His works, outside of the Barbier and Guillaume Tell, and some performances of Moïse, belonged to the past. They still went to see Otello at the Théâtre-Italien, but that was to hear Tamberlick’s C diesis. Rossini was under so little illusion that he tried to oppose the effort to have Semiramide put into the repertoire at the Opéra. And, nevertheless, the Parisian public actually worshipped him.
This public—I am speaking now of the musical public or what is called that—was divided into two hostile camps. There were the lovers of melody who were in the large majority and included the musical critics; and, on the other side, the subscribers to the Conservatoire and the Maurin, Alard and Amingaud quartets. They were devotees of learned music; “poseurs,” others said, who pretended to admire works they did not understand at all.
There was no melody in Beethoven; some even denied that there was any in Mozart. Melody was found, we were told, only in the works of the Italian school, of which Rossini was the leader, and in the school of Herold and Auber, which was descended from the Italian.
The Melodists considered Rossini their standard bearer, a symbol to rally around, even though they had just obtained good prices for his works at the second-hand shops and now permitted them to fall into oblivion.

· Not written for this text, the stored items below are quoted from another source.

PR #131, opened 2023-12-31
Lower System Parachain Existential Deposits

joepetrowski:
As referenced in a few discussions (e.g. [forum](https://forum.polkadot.network/t/lowering-or-removing-existential-deposit-in-the-long-run/2167/10)), the Asset Hub Existential Deposit was set at genesis to 1/10th of the Relay Chain's. The goal however was always to lower it as the Relay Chain became more efficient at executing parachains to reflect the lower resource consumption on parachains and provide stronger incentives to prefer parachains for user-applications over the Relay Chain.

This PR lowers the system chain existential deposits by a factor of ten, to 1/100th of the Relay Chain's ED, or 0.01 DOT.

For discussion/comment: Should all system paras have a lower ED, or just Asset Hub? On one hand, it is less confusing if they are all the same. On the other, we actually _don't_ necessarily want to encourage lots of accounts on a chain like Bridge Hub. For this PR, I've adjusted all of the system paras, but in separate commits.

### DIFF
--- a/system-parachains/asset-hubs/asset-hub-kusama/src/constants.rs
+++ b/system-parachains/asset-hubs/asset-hub-kusama/src/constants.rs
@@ -17,8 +17,8 @@ pub mod currency {
 	use kusama_runtime_constants as constants;
 	use polkadot_core_primitives::Balance;
 
-	/// The existential deposit. Set to 1/10 of its parent Relay Chain.
-	pub const EXISTENTIAL_DEPOSIT: Balance = constants::currency::EXISTENTIAL_DEPOSIT / 10;
+	/// The existential deposit. Set to 1/100 of its parent Relay Chain.
+	pub const EXISTENTIAL_DEPOSIT: Balance = constants::currency::EXISTENTIAL_DEPOSIT / 100;
 
 	pub const UNITS: Balance = constants::currency::UNITS;
 	pub const CENTS: Balance = constants::currency::CENTS;
--- a/system-parachains/asset-hubs/asset-hub-kusama/src/weights/mod.rs
+++ b/system-parachains/asset-hubs/asset-hub-kusama/src/weights/mod.rs
@@ -39,5 +39,4 @@ pub mod xcm;
 
 pub use block_weights::constants::BlockExecutionWeight;
 pub use extrinsic_weights::constants::ExtrinsicBaseWeight;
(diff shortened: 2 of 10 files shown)


ggwpez:
>For discussion/comment: Should all system paras have a lower ED, or just Asset Hub? On one hand, it is less confusing if they are all the same. On the other, we actually don't necessarily want to encourage lots of accounts on a chain like Bridge Hub. For this PR, I've adjusted all of the system paras, but in separate commits.

Yea i think this is a good point. We can still reduce them if it should be a problem, but only reducing asset hub should already help.

joepetrowski:
> > For discussion/comment: Should all system paras have a lower ED, or just Asset Hub? On one hand, it is less confusing if they are all the same. On the other, we actually don't necessarily want to encourage lots of accounts on a chain like Bridge Hub. For this PR, I've adjusted all of the system paras, but in separate commits.
> 
> Yea i think this is a good point. We can still reduce them if it should be a problem, but only reducing asset hub should already help.

Yeah, I'm inclined to just do Asset Hub since that's where we want DOT, and having DOT elsewhere should come with some particular motivation. For UX, wallets/apps should be able to read the ED of the chain they are on and inform users correctly.

ggwpez (approved):

bkchr (approved):

adamsteeber:
Sorry if this isn't the best place for this or if it is too late being that it's merged already, but would it be possible to also decrease the `assets.approvalDeposit` to 0.01 DOT as part of this merge as well?

joepetrowski:
> Sorry if this isn't the best place for this or if it is too late being that it's merged already, but would it be possible to also decrease the `assets.approvalDeposit` on Asset Hub to 0.01 DOT as part of this merge as well?

The `ApprovalDeposit` is the existential deposit, so it's not only possible, it's done.
https://github.com/polkadot-fellows/runtimes/blob/v1.1.0/system-parachains/asset-hubs/asset-hub-polkadot/src/lib.rs#L263

ggwpez:
Looks like this is missing a changelog entry and did therefore not appear in the release changelog.

joepetrowski:
Oops, adding one would trigger a new release though?

ggwpez:
I will just manually add it for now.

bkchr:
> Oops, adding one would trigger a new release though?

No. You can open a pr to add it to the CHANGELOG.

From some words he let fall during our intimacy I can state that this neglect was painful to him. But it was a just—perhaps too just—retribution for the fatality with which Rossini, doubtless in spite of himself, served as a weapon against Beethoven. The first encounter was at Vienna where the success of Tancred crushed forever the dramatic ambitions of the author of Fidelio; later, at Paris, they used Guillaume Tell in combating the increasing invasion of the symphony and chamber music.
I was twenty when M. and Mme. Viardot introduced me to Rossini. He invited me to his small evening receptions and received me with his usual rather meaningless cordiality. At the end of a month, when he found that I asked to be heard neither as a pianist nor as a composer, he changed his attitude. “Come and see me tomorrow morning,” he said. “We can talk then.”